2FA is nice, but not the end all, be all. OAuth has largely failed to gain any
reasonable traction. Using Facebook login means Facebook gets to track me as I
move around the web.

Our users reuse passwords, primarily due to the proliferation of dozens or
often hundreds of online accounts that a single individual has. We can't
expect people to use password managers (they're complicated and then
centralize everything into a single point of failure). Forcing people to use
crazy passwords just results in weaker passwords.

I was hopeful that something like persona from Mozilla would catch on, but
that has failed. Where are we with replacing the password?

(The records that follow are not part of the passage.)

PR #1065, opened 2020-09-14
feat(cart): add platform agnostic payment method ID facade field

griest024:
## PR Checklist

## PR Type

```
[ ] Bugfix
[x] Feature
[ ] Build related changes
[ ] CI related changes
[ ] Other... Please describe:
```

Fixes: N/A

## What is the new behavior?
- Adds an injection token for provides payment method maps.
- Adds a `paymentId$` facade field for mapping the cart payment method to the user provided payment ID.

```
[ ] Yes
[x] No
```

## Other information

### DIFF
--- a/libs/cart/src/facades/cart/cart.facade.spec.ts
+++ b/libs/cart/src/facades/cart/cart.facade.spec.ts
@@ -49,7 +49,7 @@ import { DaffCartOrderResult } from '../../models/cart-order-result';
 import { DaffConfigurableCartItem } from '../../models/configurable-cart-item';
 import { DaffCompositeCartItem } from '../../models/composite-cart-item';
 import { DaffResolveCartSuccess } from '../../actions/public_api';
-import { DaffCartPaymentMethodMap } from '../../injection-tokens/public_api';
+import { DaffCartPaymentMethodIdMap } from '../../injection-tokens/public_api';
 
 describe('DaffCartFacade', () => {
   let store: MockStore<{ product: Partial<DaffCartReducersState> }>;
@@ -77,7 +77,7 @@ describe('DaffCartFacade', () => {
       providers: [
         DaffCartFacade,
         {
-          provide: DaffCartPaymentMethodMap,
+          provide: DaffCartPaymentMethodIdMap,
           useValue: {
             [paymentMethod]: paymentId
           }
--- a/libs/cart/src/facades/cart/cart.facade.spec.ts
+++ b/libs/cart/src/facades/cart/cart.facade.spec.ts
@@ -27,7 +27,9 @@ import {
   DaffCartPlaceOrderFailure,
   DaffCartPlaceOrderSuccess,
   DaffCartCouponListFailure,
-	DaffCartTotalTypeEnum
+  DaffCartTotalTypeEnum,
+  DaffCartPaymentMethod,
+  DaffCart,
 } from '@daffodil/cart';
 import {
   DaffCartFactory,
@@ -43,11 +45,11 @@ import { DaffCartFacade } from './cart.facade';
 import { DaffCartReducersState, daffCartReducers, initialState } from '../../reducers/public_api';
 import { DaffCartErrors } from '../../reducers/errors/cart-errors.type';
 import { DaffCartErrorType } from '../../reducers/errors/cart-error-type.enum';
-import { DaffCart } from '../../models/cart';
 import { DaffCartOrderResult } from '../../models/cart-order-result';
 import { DaffConfigurableCartItem } from '../../models/configurable-cart-item';
 import { DaffCompositeCartItem } from '../../models/composite-cart-item';
 import { DaffResolveCartSuccess } from '../../actions/public_api';
+import { DaffCartPaymentMethodMap } from '../../injection-tokens/public_api';
 
 describe('DaffCartFacade', () => {
   let store: MockStore<{ product: Partial<DaffCartReducersState> }>;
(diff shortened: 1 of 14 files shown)


libs/cart/src/facades/cart/cart.facade.ts
```diff
@@ -179,6 +185,14 @@ export class DaffCartFacade<
     this.shippingInformation$ = this.store.pipe(select(selectCartShippingInformation));
     this.availableShippingMethods$ = this.store.pipe(select(selectCartAvailableShippingMethods));
     this.availablePaymentMethods$ = this.store.pipe(select(selectCartAvailablePaymentMethods));
+    this.paymentId$ = this.payment$.pipe(
+      filter(payment => !!(payment && payment.method)),
+      map(payment => {
+        console.log(this.paymentMethodMap, payment.method);
```
lderrickable, line 191: you've got some extra stuff here

libs/cart/src/injection-tokens/payment-method-map.ts
```diff
@@ -0,0 +1,11 @@
+import { InjectionToken } from '@angular/core';
+
+/**
+ * An injection token for a mapping from the platform-specific cart payment method
+ * to a user-defined platform-agnostic payment ID.
+ * It should be an object whose keys are the cart payment's method.
+ * Defaults to an empty object.
+ */
+export const DaffCartPaymentMethodMap = new InjectionToken<Object>('DaffCartPaymentMethodMap', {
```
lderrickable, line 9: This should be `DaffCartPaymentMethodIdMap`, right? To be a little more clear to the user

lderrickable (changes requested):

libs/cart/src/facades/cart/cart.facade.ts
griest024: ah good catch, thanks

griest024: changed

libs/cart/src/injection-tokens/payment-method-map.ts
griest024: sounds good, changed

libs/cart/src/facades/cart/cart.facade.spec.ts
```diff
@@ -559,6 +569,81 @@ describe('DaffCartFacade', () => {
...
+        store.dispatch(new DaffCartLoadSuccess({
+          ...cart,
+          payment: {
+            ...mockPayment,
+            method: paymentMethod
+          }
+        }));
+      });
+
+      it('should return the mapped payment ID', () => {
```
lderrickable, line 640: I think this should be "should return the platform agnostic payment ID"

libs/cart/src/facades/cart/cart.facade.ts
```diff
@@ -81,7 +84,10 @@ export class DaffCartFacade<
 	private _selectCartItemCompositeOptions;
 	private _selectIsCartItemOutOfStock;
 
-  constructor(private store: Store<DaffCartReducersState<T, V, U>>) {
+  constructor(
+    private store: Store<DaffCartReducersState<T, V, U>>,
+    @Inject(DaffCartPaymentMethodIdMap) private paymentMethodMap: Object
```
lderrickable, line 89: This should be typed as `Dictionary<string>`

libs/cart/src/facades/cart/cart.facade.ts
```diff
@@ -179,6 +185,10 @@ export class DaffCartFacade<
     this.shippingInformation$ = this.store.pipe(select(selectCartShippingInformation));
     this.availableShippingMethods$ = this.store.pipe(select(selectCartAvailableShippingMethods));
     this.availablePaymentMethods$ = this.store.pipe(select(selectCartAvailablePaymentMethods));
+    this.paymentId$ = this.payment$.pipe(
```
lderrickable, line 188: I think this should return null if `!!(payment && payment.method)`. Is there a reason it doesn't return anything instead?

lderrickable (changes requested):

libs/cart/src/facades/cart/cart.facade.ts
griest024: I don't think we can guarantee that the user will map the methods to strings.

libs/cart/src/facades/cart/cart.facade.ts
griest024: Nah no particular reason. changed

libs/cart/src/facades/cart/cart.facade.spec.ts
griest024: changed

libs/cart/src/facades/cart/cart.facade.ts
lderrickable: That's true, but only because we can't strongly type the injection token. Maybe we should type the actual injection token as `Dictionary<string>` in case someone looks at the type there so that they are encouraged to map to payment ids, even though that typing will not be enforced. I'm just thinking that this feature is pretty complicated and we'll probably need a doc just to explain why this is necessary, so I think it's best to give as many helpful hints as possible. And I think typing the injection token as `Dictionary<string>` instead of `Object` is one such hint. But I agree that here in the facade it should probably just remain an object, since we can't guarantee it yet.

griest024: hm okay I can retype the token. The only thing that is odd to me is that `Dictionary` is specifically an `@ngrx/entity` type, I wonder if it might be better to instead type it as `{[key: string]: string}`.

lderrickable: I think that's fine, since we're dependent on @ngrx/entity anyway, but `{[ket: string]: string}` seems good too

griest024: changed

lderrickable (approved):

It is flawed
technology.

On top of this we have the compounding factor that our systems are more
complicated than ever and it appears that they're simply impossible to secure.
Too many layers exist with too much code. Many sites just don't both with even
hashing password, meaning those of us that care, are just kind of throwing our
hands up and saying "well it wasn't my site that was compromised, so it isn't
my fault". All the while, bad guys walk in the front door because we've
decided to ignore the reality of the situation.

I know I'm not providing a constructive alternative here, but I'm a bit
ashamed that we've even let it get this far. We're failing those that rely on
our systems. I don't have the answer, but would love to hear some ideas about
what can be done.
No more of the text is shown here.